Issue #496, opened 2022-08-04
Unclear what to do when ResourcesRequest doesn't have resource ids


ataulm:
`onResourcesRequest(requestParams: ResourcesRequest)` 

the `requestParams.resourceIds` might be empty. When does this happen? What's the expected behavior from a tile developer in this case?

yschimke:
Documented here https://cs.android.com/androidx/platform/frameworks/support/+/androidx-main:wear/tiles/tiles/src/main/java/androidx/wear/tiles/RequestBuilders.java;l=127?q=ResourcesRequest

But it's hard to implement for say a Twitter tile, without remembering which Tiles you returned.

ataulm:
The documentation says to return all the resources for a given version if the list is empty (I wonder why the list can't just be exhaustive to save developers from having to do this check). It doesn't say why/when it will happen and I wonder if understanding this would be helpful to verify that we (as tile devs) are doing the correct thing for our particular cases.

Let's revisit this holistically inc the following comment:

------------------------------------------------------------------------

Copy the lines above exactly, leaving every word as it is.

ANSWER AREA
Issue #496, opened 2022-08-04
Unclear what to do when ResourcesRequest doesn't have resource ids


ataulm:
`onResourcesRequest(requestParams: ResourcesRequest)` 

the `requestParams.resourceIds` might be empty. When does this happen? What's the expected behavior from a tile developer in this case?

yschimke:
Documented here https://cs.android.com/androidx/platform/frameworks/support/+/androidx-main:wear/tiles/tiles/src/main/java/androidx/wear/tiles/RequestBuilders.java;l=127?q=ResourcesRequest

But it's hard to implement for say a Twitter tile, without remembering which Tiles you returned.

ataulm:
The documentation says to return all the resources for a given version if the list is empty (I wonder why the list can't just be exhaustive to save developers from having to do this check). It doesn't say why/when it will happen and I wonder if understanding this would be helpful to verify that we (as tile devs) are doing the correct thing for our particular cases.

Let's revisit this holistically inc the following comment:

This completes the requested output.